AI Advances, But Still Fails to Understand Human Interactions

While artificial intelligence (AI) continues to evolve, it remains challenged by the complexities of human social interactions.

A recent study in the United States sheds light on this limitation, revealing that while AI can efficiently recognise objects and faces in still images, it struggles to describe and interpret social dynamics in moving scenes.

Led by Leyla Isik, a professor of cognitive science at Johns Hopkins University, the research aimed to assess how AI models understand social behaviour.

To achieve this, the team conducted a large-scale experiment involving over 350 AI models, each specialising in video, image, or language processing.

AI Still Falls Short in Understanding Human Social Interactions

A new study shows that humans are far better than current AI models at understanding social interactions in dynamic scenes.

Researchers tested this by asking people to rate short video clips featuring social… pic.twitter.com/IcTsHD20BF

— Neuroscience News (@NeuroscienceNew) April 24, 2025

These models were shown short, three-second video clips depicting various social situations, while human participants rated the intensity of the interactions on a scale from 1 to 5.

The goal was to compare how humans and AI interpret these scenarios, providing valuable insights into the current limitations of AI in understanding the nuances of social interactions.
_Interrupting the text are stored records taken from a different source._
PR #5280, opened 2026-07-23
Hide upload/download buttons when signed out

chloeroform:
Simplify the library view for signed-out users by hiding the upload and download cloud icons displayed in the bottom-right corner of each book.

These actions are unavailable without signing in, and currently only redirect users to the sign-in page. Since sign-in is already accessible via the swipe-down gesture and the Settings menu, the extra buttons add unnecessary clutter.

### DIFF
--- a/apps/readest-app/src/app/library/components/BookItem.tsx
+++ b/apps/readest-app/src/app/library/components/BookItem.tsx
@@ -10,12 +10,10 @@ import {
 import { Book } from '@/types/book';
 import { useEnv } from '@/context/EnvContext';
 import { useAuth } from '@/context/AuthContext';
-import { useRouter } from 'next/navigation';
 import { useTranslation } from '@/hooks/useTranslation';
 import { useSettingsStore } from '@/store/settingsStore';
 import { useResponsiveSize } from '@/hooks/useResponsiveSize';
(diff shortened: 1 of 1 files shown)


54wedge:
Custom css is all you need. https://github.com/readest/readest/pull/2095#issuecomment-3315633204

chloeroform:
Thanks for the context. We'll see what @chrox says.

I understand the

> This is meant to encourage users to log in with a Readest account thus I cannot merge this PR.

But do we need to remind the user for _every_ book on the home library?

I hope we can revisit this decision.

chrox:
The target users are expected to sign in with an account. If the cloud icons are hidden while signed out, they may not be able to tell whether a book has been uploaded or whether their account is not signed in properly.

That said, users can still override this behavior with custom UI CSS to hide the cloud-sync icons from the bookshelf:

```
.show-cloud-button {
  opacity: 0;
}

.group:hover .show-cloud-button {
  opacity: 1;
}
```

See https://discord.com/channels/1314226120886976544/1418764497807609856

chloeroform:
There has to be a better way to do this... I just can't think of one right now though, so I agree to reject this PR.

I may come back with a different approach later, though. Brace yourself. 🙂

The Critical Gap in Modern AI Models

The human participants in the study demonstrated remarkable consistency in their assessments, reflecting a deep and shared understanding of social interactions.

In contrast, AI struggled to replicate these judgments.

Video-specialised models were particularly ineffective in accurately interpreting the scenes, while models based on still images, even when provided with multiple video excerpts, had difficulty determining whether the characters were engaged in communication.

Language models performed slightly better, especially when given human-written descriptions, but still fell far short of human-level comprehension.

🚗🤖 Humans still outshine AI in reading social dynamics! A study by Johns Hopkins reveals AI struggles to grasp social interactions crucial for tech like self-driving cars & assistive robots. Understanding context & intent remains a human forte! #AI #VirtualsProtocol #TechNews… pic.twitter.com/z90EPDZKvQ

— Global Pulse (@GlobalPulse_Vir) April 25, 2025

For Isik, this inability of AI to grasp human social dynamics presents a significant barrier to its effective integration into real-world applications.

The study's lead author explains in a news release:

"AI for a self-driving car, for example, would need to recognise the intentions, goals, and actions of human drivers and pedestrians. You would want it to know which way a pedestrian is about to start walking, or whether two people are in conversation versus about to cross the street. Any time you want an AI to interact with humans, you want it to be able to recognise what people are doing. I think this [study] sheds light on the fact that these systems can't right now."

The researchers suggest that this gap may stem from the design of AI neural networks, which are primarily modelled after brain regions responsible for processing static images.

In contrast, dynamic social scenes require engagement from different brain areas, creating a structural mismatch that could explain what the researchers describe as "a blind spot" in AI development.

The study coauthor, Kathy Garcia, noted:

"Indeed, "real life isn't static. We need AI to understand the story that is unfolding in a scene."

Ultimately, the study underscores a profound divide between human and AI perception of dynamic social scenarios.

Despite AI's impressive computational power and capacity for processing vast amounts of data, it remains unable to fully comprehend the nuanced and implicit intentions underlying human social interactions.

While AI has made significant strides, it still faces substantial challenges in understanding the complexity of human behaviour.